# Telegraph dials



## Akaroa (Sep 19, 2021)

Have recently seen collection old glass segments for
bridge telegraph dials, full ahead, slow etc.., half
are red , half are blue glass ? 
blue not green.? 
Any reason/ideas ?
John .


----------



## gwzm (Nov 7, 2005)

Akaroa said:


> Have recently seen collection old glass segments for
> bridge telegraph dials, full ahead, slow etc.., half
> are red , half are blue glass ?
> blue not green.?
> ...


Is it possible the dials were illuminated by oil lamp? If so, the combination of yellow flame and blue glass would show as green. The starboard lights on old sailing ships with no electric power were lit this way.
Happy days,
gwzm


----------



## Stephen J. Card (Nov 5, 2006)

Akaroa said:


> Have recently seen collection old glass segments for
> bridge telegraph dials, full ahead, slow etc.., half
> are red , half are blue glass ?
> blue not green.?
> ...


'Traditionally' STOP & ASTERN telegraph segments are RED. The FORWARD segments might be BLUE or BLACK. The letters would show up WHITE. Or if the letters were black or blue, the back ground colour would be 'CLEAR'. The tint of the flame would be of no consequence.
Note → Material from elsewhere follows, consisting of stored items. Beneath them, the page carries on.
PR #235, opened 2015-07-07
Update Twitter Search Sensor

jfryman:
This PR updates the twitter sensor to be able to accept multiple complex search terms. `query` becomes an array, and the user is able to have more than one query going during a poll.

### DIFF
--- a/packs/twitter/sensors/twitter_search_sensor.py
+++ b/packs/twitter/sensors/twitter_search_sensor.py
@@ -28,7 +28,8 @@ class TwitterSearchSensor(PollingSensor):
         self._last_id = None
 
         if type(self._config['query']) is not list:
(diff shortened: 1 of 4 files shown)


manasdk:
+1

Kami:
LGTM.

packs/twitter/sensors/twitter_search_sensor.py
```diff
@@ -29,7 +29,7 @@ def setup(self):
 
     def poll(self):
         tso = TwitterSearchOrder()
-        tso.set_keywords([self._config['query']])
+        tso.set_keywords(self._config['query'])
```
Kami: Since we don't have a schema for the config values, we should throw inside the constructor if the `query` value is not an array to prevent confusion for the users who are upgrading the pack.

Even on modern telegraphs it is the STOP and ASTERN that are coloured RED. I think anyone on the bridge would be able to tell the telegraph was going to be forward or astern even by touch.
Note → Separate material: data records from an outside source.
PR #236, opened 2015-07-10
Adds Publish action to RabbitMQ

jtopjian:
This commit adds a publish action to the RabbitMQ pack, allowing a crafted message to be published to a RabbitMQ server.

### DIFF
--- a/packs/rabbitmq/actions/publish_message.py
+++ b/packs/rabbitmq/actions/publish_message.py
@@ -1,0 +1,15 @@
+import pika
+
+from st2actions.runners.pythonrunner import Action
+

Telegraphs segments using RED and GREEN? Yes! Not on Engine Telegraphs, but on Mooring Telegraphs from bridge to bow and from bridge to stern and the segments are for port and starboard purposes. These type telegraphs might be used on large vessels, like large passenger ships. If this type the ship is likely more modern and everything is electric and no oil lamp would be necessary.


----------



## Akaroa (Sep 19, 2021)

gwzm said:


> Is it possible the dials were illuminated by oil lamp? If so, the combination of yellow flame and blue glass would show as green. The starboard lights on old sailing ships with no electric power were lit this way.
> Happy days,
> gwzm


Interesting thought…even into the 1960s traditional bridge
telegraphs often had a clip on oil lamp housing to back up
any electrical fitting?


----------



## Stephen J. Card (Nov 5, 2006)




----------



## Akaroa (Sep 19, 2021)

Stephen J. Card said:


> 'Traditionally' STOP & ASTERN telegraph segments are RED. The FORWARD segments might be BLUE or BLACK. The letters would show up WHITE. Or if the letters were black or blue, the back ground colour would be 'CLEAR'. The tint of the flame would be of no consequence. Even on modern telegraphs it is the STOP and ASTERN that are coloured RED. I think anyone on the bridge would be able to tell the telegraph was going to be forward or astern even by touch.
> 
> Telegraphs segments using RED and GREEN? Yes! Not on Engine Telegraphs, but on Mooring Telegraphs from bridge to bow and from bridge to stern and the segments are for port and starboard purposes. These type telegraphs might be used on large vessels, like large passenger ships. If this type the ship is likely more modern and everything is electric and no oil lamp would be necessary.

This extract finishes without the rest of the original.